EXERCISE INSTRUCTIONS — Each line of the data below containing "SamFerracin" needs to be listed.

Top of EXERCISE DATA

PR #3049, opened 2026-07-16
Revise IBMTestCase, cleanup test utils and extra code

### LINKED ISSUE #3045: Revise IBMTestCase and common test functionality

Over time, `IBMTestCase` and the common tests facilities have grown a bit organically, with some unused items and extra complexity.

It would be good to take a pass at `IBMTestCase`, the hierarchy, utils, aimed at reducing complexity. 

Some small relation to #2908 (both as an exercise in gaining knowledge of the test facilities, and ideally paving a way for it).

**Acceptance criteria**

`IBMTestCase` is slimmed down, and more test cases inherit from it.

diego-plan9:
### Summary

Round of revising `IBMTestCase` and its hierarchy, aimed at streamlining `IBMTestCase` and overall simplifying / cleaning:
* Revise `IBMTestCase` for lightness when it comes to setup:
   * Remove custom setup for logging (as same features can be achieved by `pytest` and handled at test-running time)
   * Remove custom hiding of warnings
   * Remove attributes and methods that are needed just by specialized tests
   * Consolidate some methods that provides assertions into this class
* Revise tests:
   * Ensure they inherit from one of our TestCases (disabling inheriting from `unittest.TestCase` via `ruff`)
   * Cleanup unused functions and files
   * Minor adjustments to tests, focused on reusing functionality

### Details and comments

Fixes #3045

Some comments inline.

### AI/LLM disclosure

- [x] I used the following tool to generate or modify code: IBM Bob for further catching unused functionality


diego-plan9:
Issuing this against the main repo for extra assurances when it comes to integration tests.

test/ibm_test_case.py
```diff
@@ -45,149 +43,78 @@
...
+                        return False
+
+            return True
+
+        if not _dict_keys_equal(a, b, exclude_keys):
+            raise AssertionError(f"Dicts don't have the same keys: {a}, {b}")
 
     @contextmanager
-    def assert_warning_appears(
+    def assertWarnsStrict(
```
diego-plan9, line 117: Camelcase is an stylistic choice, so we get closer to `unittest.TestCase` other `assertFoo` methods.

test/ibm_test_case.py
```diff
@@ -45,149 +43,78 @@
...
+                if key not in dict2:
+                    return False
+                if isinstance(val, dict):
+                    if not _dict_keys_equal(val, dict2[key]):
+                        return False
+
+            return True
+
+        if not _dict_keys_equal(a, b, exclude_keys):
+            raise AssertionError(f"Dicts don't have the same keys: {a}, {b}")
```
diego-plan9, line 114: These come from `utils.py` - with an extra layer on top for trying to be in harmony with `unittest.testCase.assertDict`.

.github/workflows/ci.yml
```diff
@@ -127,10 +125,8 @@ jobs:
       QISKIT_IBM_URL: ${{ secrets.QISKIT_IBM_URL }}
       QISKIT_IBM_INSTANCE: ${{ secrets.QISKIT_IBM_INSTANCE }}
       QISKIT_IBM_QPU: ${{ secrets.QISKIT_IBM_QPU }}
-      LOG_LEVEL: DEBUG
-      STREAM_LOG: True
       QISKIT_IN_PARALLEL: True
-      PYTEST_ADDOPTS: "-v -s --durations=0"
+      PYTEST_ADDOPTS: "-v -s --durations=0 --log-level=DEBUG"
```
SamFerracin, line 129: how many new warnings do we gain from this change?

test/ibm_test_case.py
SamFerracin: But do we have an `assertDict` available now? I only see methods to assert dict keys, not values

SamFerracin (commented):
This looks good, one question about the assertion for dicts

.github/workflows/ci.yml
diego-plan9: We should be having the same level of _log entries_  - this has the same effect as the `LOG_LEVEL: DEBUG` removed above. Basically, `IBMTestCase` has some machinery to "set the log level in the tests to the `LOG_LEVEL` variable", through https://github.com/Qiskit/qiskit-ibm-runtime/blob/0.48.0/test/ibm_test_case.py#L60. This PR removes that machinery and just uses the pytest equivalent flag.

diego-plan9: If you refer to actual `Warnings`:

```
main:    1815 passed, 4 skipped, 2211 warnings
this PR: 1815 passed, 4 skipped, 2252 warnings
```

This is due to removing https://github.com/Qiskit/qiskit-ibm-runtime/blob/0.48.0/test/ibm_test_case.py#L65-L70. A bit of a regression but a drop in the ocean, and we have https://github.com/Qiskit/qiskit-ibm-runtime/issues/2764 for tackling the warnings properly.

test/ibm_test_case.py
diego-plan9: My bad as I should have written `assertDictEqual` (ie. https://docs.python.org/3/library/unittest.html#unittest.TestCase.assertDictEqual).

These moved functions aim to mimic the signature and wording of it.

.github/workflows/ci.yml
SamFerracin: okay, thanks. yes, no big deal, and even if it was a big deal, i agree that having these warnings out is better than not knowing about them due to silencing

SamFerracin (approved):
Thanks!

Bottom of EXERCISE DATA

WRITTEN ANSWER —
SamFerracin, line 129: how many new warnings do we gain from this change?
SamFerracin: But do we have an `assertDict` available now? I only see methods to assert dict keys, not values
SamFerracin (commented):
SamFerracin: okay, thanks. yes, no big deal, and even if it was a big deal, i agree that having these warnings out is better than not knowing about them due to silencing
SamFerracin (approved):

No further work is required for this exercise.